** Problem to work on **
For every line of the material below, check for the string "with" and return the line if it is there.
:: Records ::
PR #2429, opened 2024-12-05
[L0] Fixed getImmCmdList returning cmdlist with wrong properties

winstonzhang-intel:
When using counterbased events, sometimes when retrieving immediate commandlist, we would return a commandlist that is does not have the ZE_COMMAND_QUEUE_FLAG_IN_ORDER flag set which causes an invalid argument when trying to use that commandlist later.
:::
:: Records ::
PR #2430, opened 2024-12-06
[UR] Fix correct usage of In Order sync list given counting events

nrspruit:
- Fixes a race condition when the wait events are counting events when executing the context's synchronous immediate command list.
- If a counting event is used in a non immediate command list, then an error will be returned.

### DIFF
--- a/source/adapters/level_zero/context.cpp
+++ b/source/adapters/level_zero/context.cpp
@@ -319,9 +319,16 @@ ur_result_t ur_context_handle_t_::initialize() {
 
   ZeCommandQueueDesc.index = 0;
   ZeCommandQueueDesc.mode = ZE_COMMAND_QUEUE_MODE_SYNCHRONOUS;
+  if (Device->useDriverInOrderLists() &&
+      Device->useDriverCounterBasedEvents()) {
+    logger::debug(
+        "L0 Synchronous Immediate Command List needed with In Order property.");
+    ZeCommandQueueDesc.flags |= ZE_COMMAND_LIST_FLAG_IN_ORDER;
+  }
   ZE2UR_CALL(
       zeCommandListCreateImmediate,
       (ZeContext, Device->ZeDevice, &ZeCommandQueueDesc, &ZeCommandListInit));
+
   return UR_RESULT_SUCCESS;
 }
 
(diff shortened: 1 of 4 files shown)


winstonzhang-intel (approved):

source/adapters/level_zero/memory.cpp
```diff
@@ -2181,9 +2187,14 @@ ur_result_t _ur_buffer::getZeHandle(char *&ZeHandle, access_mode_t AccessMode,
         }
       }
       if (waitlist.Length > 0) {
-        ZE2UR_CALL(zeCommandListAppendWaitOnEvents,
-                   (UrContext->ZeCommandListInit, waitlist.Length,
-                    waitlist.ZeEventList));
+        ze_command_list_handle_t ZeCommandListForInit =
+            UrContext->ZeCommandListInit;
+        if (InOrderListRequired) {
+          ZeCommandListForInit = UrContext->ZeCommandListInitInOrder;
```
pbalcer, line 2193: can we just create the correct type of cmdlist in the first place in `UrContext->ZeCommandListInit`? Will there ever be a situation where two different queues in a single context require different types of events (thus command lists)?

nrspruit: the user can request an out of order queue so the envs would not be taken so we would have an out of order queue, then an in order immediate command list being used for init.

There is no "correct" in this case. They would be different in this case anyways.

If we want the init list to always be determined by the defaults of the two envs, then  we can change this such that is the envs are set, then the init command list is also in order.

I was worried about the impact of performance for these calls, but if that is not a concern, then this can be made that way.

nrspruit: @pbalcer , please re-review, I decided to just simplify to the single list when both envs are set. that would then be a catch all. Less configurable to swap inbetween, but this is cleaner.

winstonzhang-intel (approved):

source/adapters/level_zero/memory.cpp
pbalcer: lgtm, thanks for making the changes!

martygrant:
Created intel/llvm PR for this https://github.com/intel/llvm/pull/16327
:::
** Output for this task **
[L0] Fixed getImmCmdList returning cmdlist with wrong properties
+        "L0 Synchronous Immediate Command List needed with In Order property.");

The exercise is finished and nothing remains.